Es fehlte an allem, nur nicht an Willen und Tatkraft. Initiator und Motor der Arbeit in den Jahren des Aufbruchs war Dipl. Ing. Ulrich Schad, wie Hermann Schwab in einem Festschriftartikel anlässlich des 40jährigen Bestehens der VHS schreibt. Die Leitung der Einrichtung war eine nebenberufliche Tätigkeit, Geschäftsstelle war eine Privatwohnung in der Friedhofstraße, Sprechstunden wurden zweimal wöchentlich im Rathaus – Hintergebäude Mühltorstr 3 - abgehalten. 

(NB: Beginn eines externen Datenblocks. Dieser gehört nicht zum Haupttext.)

Issue #17200, opened 2021-09-20
Comments: add new Moderation Bar


ScoutHarris:
Create a new comment moderation bar that contains Pending, Approved, Spam, and Trash actions/states.

- [x] Create view to display bar.
  - [x]  #17211
  - [x] #17212
  - [x] #17235
  - [x] #17242
- [x] Display under comment content in Comment details.
  - [x] #17235
- [x] Show current status.
  - [x] #17244
  - [x] #17289
- [x] Handle actions.
  - [x] #17260
  - [x] #17267
  - [x] #17275
  - [x] #17279
  - [x] #17280
  - [x] #17281
  - [x] #17297
- [x] Snackbars:
  - [x] Show when actions succeed.
  - [x] Show when actions fail.
- [x] Accessibility.
- [x] Tracks.

Design discussion: pbArwn-2ks#comment-3746

From Zeplin:

<img width="344" alt="Screen Shot 2021-09-20 at 4 43 39 PM" src="https://user-images.githubusercontent.com/1816888/134086255-6c9ca068-9485-4dd2-b0d9-543c8c61868d.png">
<img width="340" alt="Screen Shot 2021-09-20 at 4 43 48 PM" src="https://user-images.githubusercontent.com/1816888/134086254-28ca9c36-d123-4ddc-9c43-ae79184e51a4.png">
<img width="341" alt="Screen Shot 2021-09-20 at 4 43 59 PM" src="https://user-images.githubusercontent.com/1816888/134086252-450159a3-0d96-41a6-bc7a-9c5aac179f12.png">
<img width="341" alt="Screen Shot 2021-09-20 at 4 44 06 PM" src="https://user-images.githubusercontent.com/1816888/134086249-6b04d827-aaaf-4e1d-9183-698f72572d82.png">

<img width="901" alt="moderation_dark" src="https://user-images.githubusercontent.com/1816888/135163138-585a37b2-daeb-4e81-a430-d5b246bce925.png">

From pbArwn-2ks#comment-3380:

<img width="442" alt="Screen Shot 2021-10-06 at 5 50 45 PM" src="https://user-images.githubusercontent.com/1816888/136299085-938d767a-688c-43ad-a973-fd13710abcbb.png">

PR #17211, opened 2021-09-23
Comment Moderation Bar: add initial view

ScoutHarris:
Ref: #17200

This adds an initial `CommentModerationBar` view with the `Pending` button. Tapping the button will toggle the UI to indicate selected or not. No action is actually performed yet.

NOTE: The bar is _temporarily_ displayed in `CommentContentTableViewCell`. Since there are [pending](https://github.com/wordpress-mobile/WordPress-iOS/pull/17147) changes to this cell, I will undo the changes here before merging and add it back later. (Hence the `DO NOT MERGE` label.)

To test:
- Go to My Site > Comments > Comment details.
- Verify the bar is displayed in the `CommentContentTableViewCell`, with the `Pending` button in the unselected state.
- Tap the `Pending` button. Verify the UI changes to the selected state.

| Unselected | Selected |
|--------|-------|
| light_unselected | light_selected |
| dark_unselected | dark_selected |

## Regression Notes

PR submission checklist:


ScoutHarris:
Hey @mattmiklic . Since I'll be using this same styling for all the buttons, would you mind giving this a look and see what you think? I wasn't sure how it was supposed to look in dark mode, so I took a stab. Thank you!

Edit: you may want to look at https://github.com/wordpress-mobile/WordPress-iOS/pull/17212 instead/also. It has all the buttons with dividers, so it is closer to the final UI.

WordPress/Classes/ViewRelated/Comments/CommentModerationBar.swift
```diff
@@ -0,0 +1,132 @@
...
+    }
+
+    func configureView() {
+        configureBackground()
+        pendingButton.configureFor(.pending)
+    }
+
+    func configureBackground() {
+        contentView.backgroundColor = .tertiaryFill
+        contentView.layer.cornerRadius = 15
```
ScoutHarris, line 45: I'll move all the style related setting to `WPStyleGuide+CommentDetail` after I finish the bar (i.e. when I get all the styles worked out).

WordPress/Classes/ViewRelated/Comments/CommentModerationBar.swift
```diff
@@ -0,0 +1,132 @@
...
+
+}
+
+// MARK: - Private Extension
+
+private extension CommentModerationBar {
+
+    // MARK: - Configure
+
+    func loadViewFromNib() -> UIView? {
```
dvdchr, line 33: Minor comment: what do you think about making this class conform to `NibLoadable` instead? Then we can remove this function and use the `loadFromNib()` static method instead.

dvdchr (changes requested):
Tested and it looks great! I've found one issue, though. I noticed in RTL layout, the vertical stack button looks off:

Simulator Screen Shot - iPhone 8 - 2021-09-24 at 17 48 14

Since there's already a `flipInsetsForRightToLeftLayoutDirection()` method in the `UIButton` extension, I wonder if we can just call this method on the view depending on the current layout?

WordPress/Classes/ViewRelated/Comments/CommentModerationBar.swift
ScoutHarris: Oh I tried that. 😄 

This is a bit different situation. Because `CommentContentTableViewCell` is rendering `CommentModerationBar` from a xib, the settings are different than they normally would be.

- `CommentModerationBar`'s File Owner has to be set to the class (it is usually not) so `CommentContentTableViewCell` can find it.

Screen Shot 2021-09-24 at 11 27 07 AM

- Because of ☝️ , the View's class cannot be set (it usually is). Doing so causes `init` to be called infinitely because Class is already set above.

Screen Shot 2021-09-24 at 11 27 20 AM


And this is where `NibLoadable` becomes unusable. It expects the View's class to match. In this case it does not, so `NibLoadable` crashes.

`let result = defaultBundle.loadNibNamed(defaultNibName, owner: nil, options: nil)?.first as? Self`

ScoutHarris:
Hey @dvdchr .

Thanks for noticing the RTL issue. Should be better now:

Screen Shot 2021-09-24 at 12 06 24 PM

WordPress/Classes/ViewRelated/Comments/CommentModerationBar.swift
dvdchr: Ah, got it. Thanks for explaining! 👍

dvdchr (approved):
LGTM! 🚢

Aus den Anfangsjahren wird berichtet von kalten Vortragsräumen, von Glühbirnen, die eingeschraubt und nach der Veranstaltung wieder entfernt wurden, von dem Brikett, das man in die alte Oberschule mitbrachte – Eintritt und Heizmittel-, von Dozenten, denen man ein Nachtquartier bot und mit denen man die kärgliche Nahrung teilte, vom Papiermangel und der Mühsal, die Genehmigung („Persilschein“) durch die Besatzungsmacht für jeden Einzelnen der Unterrichtenden zu bekommen. 
Zwei dünne Exemplare - Papier war rationierte Mangelware - des ersten Programmes vom Winter 1946/47 mit knappen Informationen liegen im Stadtarchiv. Das Angebot zeigt eindrucksvoll, welcher Wille und welche Energie für den Neuanfang aufgebracht wurden und was den Menschen an geistiger Nahrung nötig schien.


Inhaltsübersicht
*Sprachen
*Mathematik und Naturwissenschaften
*Land- und Gartenbau
*Kaufmännische Fächer
*Kunst und Können
*Fragen des Lebens, der Gemeinschaft


Ob allen Sprachangeboten auch tatsächlich volle Kurse folgten, kann nicht mehr gesagt werden. Interessant ist, dass es Möglichkeiten gab Englisch, Französisch, Russisch, Spanisch, Italienisch und Deutsch zu lernen. Von der Lebenswirklichkeit der Zeit sprechen Titel wie: "Einführung in die Konstruktionslehre", "Stoffkunde des Eisens", "Stoffkunde des Holzes", "Fachzeichnen und Fachrechnen", "Technisches Zeichnen", "Elektrotechnik", "Bauen", "Stenografie", "Kaufmännisches Rechnung", "Buchhaltung", "Bilanz- und Steuerkunde", "Rechts- und Verwaltungskunde", "Psychologie". 
Neben diesen auf berufliche Orientierung ausgerichteten Angeboten nehmen solche, die geistige Nahrung versprechen großen Raum ein:

*Literatur (Das Wesen der Dichtung, Literaturgeschichte)
*Kunstbetrachtung (insbesondere Malerei)
*Freihandzeichnen und Malen
*Musikgeschichte – mit Darbietungen – (Die Klassiker der Musik)
*Gemischter Chor, Schach, Bastelkurs
*Theaterspielgruppe
In der Rubrik "Fragen des Lebens, der Gemeinschaft" werden „Politische und weltanschauliche Vortragsreihen“ angeboten mit dem Zusatz „Vorträge, die jeden fesseln, aus allen Gebieten“: Termin und Thema per Aushang.